▸ **Dataset records**
PR #2970, opened 2026-09-13
Fix #2924: CSR template substitutes the SSR noop for a bare signal setter

kfly8:
## Summary

Stacked on #2969 (base of this 2-PR stack for #2924).

Setter-symmetric follow-up to #2969's getter fix: a component prop whose value was a bare — uncalled — reference to a local signal **setter** (`<Display update={setCount} />`, any non-`on*`-prefixed prop name) hits the identical CSR-fresh-mount `ReferenceError` as the getter case, because `csrSubstitute` had no substitution entry for a signal's setter name at all — it leaked into the module-scope `template` lambda the same way a bare getter did before #2969.

**Fix**: a bare setter reference now substitutes to the reference (Hono) adapter's own SSR noop shim (`() => {}`), registered as an `identifier`-kind entry — not `call`-kind like the getter fix: a setter is never itself invoked as a zero-arg accessor the way a getter is, so no thunk-wrapping is needed (confirmed by inspecting Hono's actual generated SSR shim for this shape: `const setCount: (...) => void = () => {}`).

- Adds case E to `csr-template-scope-soundness.test.ts` and matching `csrSubstitute` unit tests.
- Adds a new fixture, `component-prop-bare-setter`, with a deliberately non-event-shaped prop name (`update`, not `onX`) so the CSR template's event-handler-prop filter doesn't dodge the bug by construction.
- Verified clean on Go (real `go run`), ERB, and Mojolicious (no divergence pin needed — unlike the getter case's #2925, the setter shape doesn't hit Go's constructor-baker gap).

## Test plan

- [x] `packages/jsx/src/__tests__/csr-substitute-bare-getter.test.ts` (setter describe block, new)
- [x] `packages/jsx/src/__tests__/csr-template-scope-soundness.test.ts` case E (new)
- [x] `packages/adapter-tests/src/__tests__/csr-conformance.test.ts`, `csr-skip-rot.test.ts`, `client-js-scope.test.ts` — 833 pass, 0 fail
- [x] `coverage-map.test.ts` — fresh after regen
- [x] Go (`go run`, toolchain 1.25.6), ERB, Mojolicious — clean for the new fixture

Note: since this PR is stacked (base is not `main`), `update-fixtures.yml`'s drift job will not run on it per this repo's own CLAUDE.md guidance — `generate-expected-html.ts` and `coverage-map.ts` were run locally in the primary checkout and `git status --short` confirmed empty before this push.

https://claude.ai/code/session_01WS7NbHsxByQGgmwxRvYELn

---
_Generated by [Claude Code](https://claude.ai/code/session_01WS7NbHsxByQGgmwxRvYELn)_


kfly8:
@pullfrog CI is fully green on this PR — could you review it?

---

kfly8:
Thanks for catching this. Fixed in 5988f6b rather than deferring — it's small and directly analogous to the getter-alias fix (#2813): `extractSsrDefaults`'s alias-resolution step now also unions in setter names (kept local to `ssr-defaults.ts` rather than widening the shared `collectAliasableGetterNames`, since that helper also feeds the Go adapter's `rootFieldRef` eligibility set, which has no notion of a setter alias). Added a unit test mirroring the existing getter-alias one.

---

kfly8:
`e2e-laravel` failed with the same `bun install` error as #2969's `e2e-php`: `No version matching "^3.4.0" found for specifier "@csstools/css-calc" (but package exists)`. Identical failure on two different commits/PRs neither touching `package.json` confirms an upstream registry blip, not this PR's. Will re-run the failed job once the in-progress workflow run finishes (GitHub currently refuses a rerun while the run is still active).

---

kfly8:
@pullfrog New commits landed since your last review: fixed the setter-alias SSR stash-seeding gap you flagged, plus rebased onto #2969's updated base after resolving its merge conflict with `main`. CI is green and this is mergeable — could you take another pass on the current head?

---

▸ **Task**
Using the listing above, reproduce each line without omission.

▸ **Output of the exercise**
PR #2970, opened 2026-09-13
Fix #2924: CSR template substitutes the SSR noop for a bare signal setter

kfly8:
## Summary

Stacked on #2969 (base of this 2-PR stack for #2924).

Setter-symmetric follow-up to #2969's getter fix: a component prop whose value was a bare — uncalled — reference to a local signal **setter** (`<Display update={setCount} />`, any non-`on*`-prefixed prop name) hits the identical CSR-fresh-mount `ReferenceError` as the getter case, because `csrSubstitute` had no substitution entry for a signal's setter name at all — it leaked into the module-scope `template` lambda the same way a bare getter did before #2969.

**Fix**: a bare setter reference now substitutes to the reference (Hono) adapter's own SSR noop shim (`() => {}`), registered as an `identifier`-kind entry — not `call`-kind like the getter fix: a setter is never itself invoked as a zero-arg accessor the way a getter is, so no thunk-wrapping is needed (confirmed by inspecting Hono's actual generated SSR shim for this shape: `const setCount: (...) => void = () => {}`).

- Adds case E to `csr-template-scope-soundness.test.ts` and matching `csrSubstitute` unit tests.
- Adds a new fixture, `component-prop-bare-setter`, with a deliberately non-event-shaped prop name (`update`, not `onX`) so the CSR template's event-handler-prop filter doesn't dodge the bug by construction.
- Verified clean on Go (real `go run`), ERB, and Mojolicious (no divergence pin needed — unlike the getter case's #2925, the setter shape doesn't hit Go's constructor-baker gap).

## Test plan

- [x] `packages/jsx/src/__tests__/csr-substitute-bare-getter.test.ts` (setter describe block, new)
- [x] `packages/jsx/src/__tests__/csr-template-scope-soundness.test.ts` case E (new)
- [x] `packages/adapter-tests/src/__tests__/csr-conformance.test.ts`, `csr-skip-rot.test.ts`, `client-js-scope.test.ts` — 833 pass, 0 fail
- [x] `coverage-map.test.ts` — fresh after regen
- [x] Go (`go run`, toolchain 1.25.6), ERB, Mojolicious — clean for the new fixture

Note: since this PR is stacked (base is not `main`), `update-fixtures.yml`'s drift job will not run on it per this repo's own CLAUDE.md guidance — `generate-expected-html.ts` and `coverage-map.ts` were run locally in the primary checkout and `git status --short` confirmed empty before this push.

https://claude.ai/code/session_01WS7NbHsxByQGgmwxRvYELn

---
_Generated by [Claude Code](https://claude.ai/code/session_01WS7NbHsxByQGgmwxRvYELn)_


kfly8:
@pullfrog CI is fully green on this PR — could you review it?

---

kfly8:
Thanks for catching this. Fixed in 5988f6b rather than deferring — it's small and directly analogous to the getter-alias fix (#2813): `extractSsrDefaults`'s alias-resolution step now also unions in setter names (kept local to `ssr-defaults.ts` rather than widening the shared `collectAliasableGetterNames`, since that helper also feeds the Go adapter's `rootFieldRef` eligibility set, which has no notion of a setter alias). Added a unit test mirroring the existing getter-alias one.

---

kfly8:
`e2e-laravel` failed with the same `bun install` error as #2969's `e2e-php`: `No version matching "^3.4.0" found for specifier "@csstools/css-calc" (but package exists)`. Identical failure on two different commits/PRs neither touching `package.json` confirms an upstream registry blip, not this PR's. Will re-run the failed job once the in-progress workflow run finishes (GitHub currently refuses a rerun while the run is still active).

---

kfly8:
@pullfrog New commits landed since your last review: fixed the setter-alias SSR stash-seeding gap you flagged, plus rebased onto #2969's updated base after resolving its merge conflict with `main`. CI is green and this is mergeable — could you take another pass on the current head?

---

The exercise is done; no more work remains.